# Visas/work permits



## xxxxxxxxxxxSarahPhillips (Jul 30, 2013)

Where can I get good advice on work permits and visa's to be able to work in China, as a British Citizen?


----------



## kreisler1730 (Aug 20, 2012)

Hi there,

OK well you can try this link, it is for an agency in Hong Kong who can get you a visa.
I note that you mention a work permit as well. To do what kind of work exactly?
Usually if you are invited to work for an organisation they usually sort this out for you.
Anyway here is that link:

China visa


----------



## jason.mantle1 (Jun 4, 2013)

Hello..

You might find a little information here: Asia Expat Guides: Expatriate Management and Relocation Services

It's an agency specializing in handling all expats' needs including visa's and other paperwork.

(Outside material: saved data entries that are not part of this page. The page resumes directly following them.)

PR #173, opened 2017-04-15
Add RosPositionCommandExecutor

Shushman:
This PR introduces a ROS executor for commands to the Barrett Hand through `aikido/control/ros/RosBarrettHandPositionCommandExecutor.hpp-cpp`.

A point to note is that there is a lot of code (and logic) reuse between this and `RosTrajectoryExecutor`. Any way to make this more succinct?


include/aikido/control/ros/RosBarrettHandPositionCommandExecutor.hpp
```diff
@@ -0,0 +1,81 @@
...
+  /// \param[in] connectionPollingPeriod Polling period for server connection.
+  template <typename DurationA, typename DurationB>
+  RosBarrettHandPositionCommandExecutor(
+    ::ros::NodeHandle node,
+    const std::string& serverName,
+    const DurationA& connectionTimeout = std::chrono::milliseconds{1000},
+    const DurationB& connectionPollingPeriod = std::chrono::milliseconds{20}
+  );
+
+  ~RosBarrettHandPositionCommandExecutor();
```
mkoval: Either make this `virtual` or mark the class as `final`. In this case, I'd prefer the former.

include/aikido/control/ros/RosBarrettHandPositionCommandExecutor.hpp
```diff
@@ -0,0 +1,81 @@
...
+  /// \param[in] serverName Name of the server to send traejctory to.
+  /// \param[in] connectionTimeout Timeout for server connection.
+  /// \param[in] connectionPollingPeriod Polling period for server connection.
+  template <typename DurationA, typename DurationB>
+  RosBarrettHandPositionCommandExecutor(
+    ::ros::NodeHandle node,
+    const std::string& serverName,
+    const DurationA& connectionTimeout = std::chrono::milliseconds{1000},
+    const DurationB& connectionPollingPeriod = std::chrono::milliseconds{20}
+  );
```
mkoval: Nit: I don't think there is any value in templateing `DurationA` and `DurationB` here, since we immediately store these values in `std::chrono::milliseconds` member variables. To make this work, we would have to template the entire class on these two types - which seems like it is distinctly _not_ worth it.

I believe @jslee02, @gilwoolee, and I discussed this in a previous PR. Tagging them to see if they have anything to add.

include/aikido/control/ros/RosBarrettHandPositionCommandExecutor.hpp
```diff
@@ -0,0 +1,81 @@
...
+
+  ~RosBarrettHandPositionCommandExecutor();
+
+  /// Sends positions to ROS server for execution.
+  /// \param[in] goalPositions Vector of 3 finger positions and 1 spread position
+  /// \param[in] jointNames Vector of 4 joint names for fingers
+  std::future<void> execute(Eigen::VectorXd& goalPositions,std::vector<std::string>& jointNames);
```
mkoval: - Take `goalPositions` by `const &`.
- Make `jointNames` a constructor argument, instead of making it an argument here. This is necessary to comply with the `PositionCommandExecutor` interface that @gilwoolee added in #166.

include/aikido/control/ros/RosBarrettHandPositionCommandExecutor.hpp
```diff
@@ -0,0 +1,81 @@
...
+#include <pr_control_msgs/SetPositionAction.h>
+#include <actionlib/client/action_client.h>
+#include <Eigen/Dense>
+
+namespace aikido{
+namespace control {
+namespace ros {
+
+/// This class sends commands for the hand position to the ROS server
+class RosBarrettHandPositionCommandExecutor
```
mkoval: - This should inherit from `PositionCommandExecutor ` that is added in #166.
- This class is **not** specific to the BarrettHand, so it needs to be renamed. I suggest `RosPositionCommandExecutor` to mimic `RosTrajectoryExecutor`.

include/aikido/control/ros/RosBarrettHandPositionCommandExecutor.hpp
```diff
@@ -0,0 +1,81 @@
...
+  std::future<void> execute(Eigen::VectorXd& goalPositions,std::vector<std::string>& jointNames);
+
+  /// Sends positions to ROS server for execution.
+  /// \param[in] goalPositions Vector of 3 finger positions and 1 spread position
+  /// \param[in] jointNames Vector of 4 joint names for fingers
+  /// \param[in] startTime Start time for the trajectory.
+  std::future<void> execute(
+    Eigen::VectorXd& goalPositions, 
+    std::vector<std::string>& jointNames,
+    const ::ros::Time& startTime);
```
mkoval: The `pr_control_msgs/SetPosition` action doesn't have a time parameter, so this argument is not necessary. We should remove this function and roll everything into the `execute(const Eigen::VectorXd&)` overload.

src/control/ros/Conversions.cpp
```diff
@@ -429,6 +429,36 @@ trajectory_msgs::JointTrajectory toRosJointTrajectory(
   return jointTrajectory;
 }
 
+//=============================================================================
+sensor_msgs::JointState toJointState(
+  const Eigen::VectorXd& goalPositions, const std::vector<std::string> jointNames)
```
mkoval: Nit: Take both arguments by `const &`.

src/control/ros/Conversions.cpp
```diff
@@ -429,6 +429,36 @@ trajectory_msgs::JointTrajectory toRosJointTrajectory(
...
+{
+  if (goalPositions.size() != jointNames.size())
+  {
+    std::stringstream message;
+    message << "The size of goalPositions must be the same as jointNames!" ;
+    throw std::invalid_argument(message.str());
```
mkoval: Nit: Include `goalPositions.size()` and `jointNames.size()` in the message.

src/control/ros/Conversions.cpp
```diff
@@ -429,6 +429,36 @@ trajectory_msgs::JointTrajectory toRosJointTrajectory(
...
+  const auto numJoints = jointNames.size();
+
+  jointState.name.reserve(numJoints);
+  jointState.position.reserve(numJoints);
+
+  for (size_t i = 0; i < numJoints ; ++i)
+  {
+    jointState.name.emplace_back(jointNames[i]);
+    jointState.position.emplace_back(goalPositions[i]);
+  }
```
mkoval: Nit: All of this code can be replaced by:
```c++
sensor_msgs::JointState jointState;
jointState.name = std::move(jointNames); // assuming jointNames is taken by value
jointState.position.assign(goalPositions.data(), goalPositions.data() + goalPositions.size());
return jointState;
```

src/control/ros/RosBarrettHandPositionCommandExecutor.cpp
```diff
@@ -0,0 +1,181 @@
...
+      const std::string& serverName,
+      const DurationA& connectionTimeout,
+      const DurationB& connectionPollingPeriod)
+  : mNode(std::move(node))
+  , mCallbackQueue{}
+  , mClient{mNode, serverName, &mCallbackQueue}
+  , mConnectionTimeout{
+    std::chrono::duration_cast<milliseconds>(connectionTimeout)}
+  , mConnectionPollingPeriod{
+    std::chrono::duration_cast<milliseconds>(connectionPollingPeriod)}
```
mkoval: See my comment above about this cast. I'd prefer to eliminate the template parameters entirely and force _the user_ to perform this conversion, if necessary.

You can contact them to consult and they will answer your questions.

Hope this helps!


----------



## jams (Sep 10, 2013)

Yea all renewed visa's can be done in HK, work permits are carried out by the employer, this you need to be careful, there is many ways around things here in China when it comes to work permits, and don't think of getting a tourist visa finding work and then not getting a work permit, there really clamping down on the Chinese that are hiring outsiders without proper papers, just a month ago 9 Brits got caught teaching English without anything!! Bye bye. lol 
And the only job you will get here is teaching English, unless your highly skilled in a specialized field, in which case they will offer you a green card. With China now becoming more westernized and the fact there export market is falling away which in turn means factories are closing and the businessmen now turning to services and employing the migrant workers to work 40 hour + for 1,500 a month. With a population of 6.4 BILLION, add all this up with the fact that cost of living is on the rise and there currency is going to be revalued soon, Things don't look good here for common western people. Here's a tip bud from one UK guy to another, Look at Vietnam, its the new China for export and factories being built there by western companies, well i hope i helped you. lol


----------